ROI Case File No.306 | 'PeriTech's Invisible Enemy'

📅 2025-11-09 11:00

🕒 Reading time: 10 min

🏷️ 5F


ICATCH


Chapter 1: The Illusion of Efficiency—Losing Sight of DX's Essence

The week after resolving WineTrade's RFM incident, a consultation arrived from Ibaraki regarding an IT peripheral manufacturer's DX promotion. Episode 306 of Volume 25 "The Pursuit of Certainty" tells the story of discovering that what appeared to be internal efficiency DX was actually industry survival competition itself.

"Detective, we're promoting DX. We want to automate manufacturing line visual inspection to improve efficiency. However, management is skeptical—'Are the investment effects worth it?' ROI unclear, can't get budget approval."

Hiroshi Tanaka, production technology manager at PeriTech Inc., originally from Tsukuba, visited 221B Baker Street unable to hide his confusion. In his hands were a DX promotion plan and, in stark contrast, management meeting minutes stamped "Investment Effect Unclear."

"We manufacture IT peripherals in Ibaraki. USB hubs, cables, adapters... BtoB products. Currently, manufacturing line visual inspection depends on human eyes. We want to automate this."

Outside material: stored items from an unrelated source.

PR #2576, opened 2021-10-22
feat(chart): Add charts on swap page

0xCorgi:


src/views/Swap/components/Chart/utils.ts
```diff
@@ -0,0 +1,34 @@
+import { BNB_ADDRESS } from './constants'
+
+const MIN_VALUE_DISPLAYED = 0.001
+
+export const getTimeWindowChange = (lineChartData) => {
+  if (lineChartData.length > 0) {
+    const firstValue = lineChartData.find(({ value }) => !!value && value > 0)?.value
```
chef-jojo, line 7:
```suggestion
    const firstValue = lineChartData.find(({ value }) => !!value && value > 0)?.value ?? 0
```

chef-jojo (approved):
kudos

PR #2627, opened 2021-11-02
feat(ifo): Show estimated token price with fee when live

chef-bun:
Show estimated token price with participation fee (real cost) when an IFO is live

It uses `sumTaxesOverflow`, `raisingAmountPool`, `offeringAmountPool` from `poolCharacteristic` (SC) to work out an ratio between the "cost with fee" and "bare cost". Then use that ratio on `tokenOfferingPrice` to get the cost in USD

It should better help users to make decisions before joining unlimited sales


src/views/Ifos/components/IfoFoldableCard/IfoPoolCard/IfoCardDetails.tsx
```diff
@@ -51,6 +51,16 @@ const IfoCardDetails: React.FC<IfoCardDetailsProps> = ({ poolId, ifo, publicIfoD
   const totalLPCommittedInUSD = currencyPriceInUSD.times(totalLPCommitted)
   const totalCommitted = `~$${formatNumber(totalLPCommittedInUSD.toNumber(), 0, 0)} (${totalCommittedPercent}%)`
 
+  const PricePerTokenWithFeeToOriginalRaio = poolCharacteristic.sumTaxesOverflow
```
Chef-Cheems, line 54: variable names should start with lower case letter
same for PricePerTokenWithFee

Chef-Cheems:
Change implemented in #2637

PR #2657, opened 2021-11-09
refactor: (lottery): Remove unused and broken reducer

memoyil:
@Chef-Cheems That reducer is not used anywhere and it could not set the state since it doesn't return the new one. Should we remove it or keep it fixed?

To review:

https://deploy-preview-2657--pancakeswap-dev.netlify.app/

### DIFF
--- a/src/state/lottery/index.ts
+++ b/src/state/lottery/index.ts
@@ -103,11 +103,7 @@ export const setLotteryIsTransitioning = createAsyncThunk<{ isTransitioning: boo
 export const LotterySlice = createSlice({
   name: 'Lottery',
   initialState,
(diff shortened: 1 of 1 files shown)


src/state/lottery/index.ts
```diff
@@ -106,6 +106,7 @@ export const LotterySlice = createSlice({
   reducers: {
     setLotteryPublicData: (state, action) => {
       state = action.payload
+      return state
```
memoyil, line 109: We have to return the state if we change it completely

Chef-Cheems (approved):
yep, seems like a dead code, let's remove 👍

PR #4086, opened 2022-06-15
perf: Memoize footer links

memoyil:


src/components/Menu/index.tsx
```diff
@@ -46,7 +46,7 @@ const Menu = (props) => {
       cakePriceUsd={cakePriceUsd.toNumber()}
       links={menuItems}
       subLinks={activeMenuItem?.hideSubNav || activeSubMenuItem?.hideSubNav ? [] : activeMenuItem?.items}
-      footerLinks={footerLinks(t)}
+      footerLinks={footerLinks(t, currentLanguage.locale)}
```
chef-jojo, line 49: useMemo should be good enough

memoyil: Done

PeriTech's DX Promotion Stagnation: - Establishment: 1998 (IT peripheral manufacturing) - Annual Revenue: ¥4.8 billion - Employees: 280 - Manufacturing Base: 1 Ibaraki factory - Inspection Process: Visual inspection (18 inspectors) - Defect Outflow Rate: 0.8% (industry average 0.5%) - DX Investment Plan: Visual inspection automation (investment ¥85M) - Status: Awaiting management approval (stalled 3 months)

Deep frustration filled Tanaka's voice.

"The problem is that DX's purpose can only be explained as 'efficiency.' With automation, we can reduce 18 inspectors to 12. Annual labor cost reduction is about ¥24M. Investment recovery period is 3.5 years. But management says 'Is that all?'"

Management Meeting Record (3rd Meeting):

President: "Mr. Tanaka, ¥85M is a large investment. If labor cost reduction is the only purpose, wouldn't maintaining status quo without investment be better?"

Tanaka: "However, efficiency is important. Competitors are also advancing DX"

Finance Manager: "Can't approve with only 'because competitors are advancing' as reason. Show us why DX is truly necessary for us"

Tanaka: "That's..."

Result: Approval pending, instructed to reconsider

"Honestly, I couldn't answer. I couldn't explain 'why DX is necessary' in words other than efficiency."


Chapter 2: The Inward-Looking Trap—Decisions Ignoring Competitive Environment

"Mr. Tanaka, from what perspective was the current DX promotion plan created?"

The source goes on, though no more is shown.